◆ **Task description**:
Below are the records. Gather each line that holds "refer".

:: Available data

PR #62, opened 2016-03-06
Handle file parse errors more gracefully

arrdem:
This patch serves to inform the user which file was to blame if a parse
error is encountered.

### DIFF
--- a/lein-cljfmt/src/leiningen/cljfmt.clj
+++ b/lein-cljfmt/src/leiningen/cljfmt.clj
@@ -3,6 +3,7 @@
   (:require [cljfmt.core :as cljfmt]
             [clojure.java.io :as io]
             [clojure.string :as str]
+            [clojure.stacktrace :refer [print-stacktrace]]
             [leiningen.core.main :as main]
             [leiningen.cljfmt.diff :as diff]
             [meta-merge.core :refer [meta-merge]]))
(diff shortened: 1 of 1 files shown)


lein-cljfmt/src/leiningen/cljfmt.clj
```diff
@@ -59,20 +59,28 @@
...
-             :let  [original (slurp f)
-                    revised  (reformat-string project original)]
-             :when (not= original revised)]
-       (main/warn (project-path project f) "has incorrect formatting:")
-       (main/warn (format-diff project f original revised))
-       (swap! flag inc))
-     (if (zero? @flag)
+   (let [files             (mapcat (partial find-files project) (cons path paths))
+         incorrect-counter (atom 0)
+         failure-counter   (atom 0)]
```
weavejester: It would be nice to change this `doseq` into a `reduce` or `loop` sometime, but for now it's probably okay.

arrdem: I don't think that `reduce` is appropriate unless this is reworked to return some sort of structure which returns counters rather than using local mutation. `loop` would be worse than `doseq` because at least `doseq` gives you the loop control structure for free.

::::

◆ **Answer for the task**:
+            [clojure.stacktrace :refer [print-stacktrace]]
             [meta-merge.core :refer [meta-merge]]))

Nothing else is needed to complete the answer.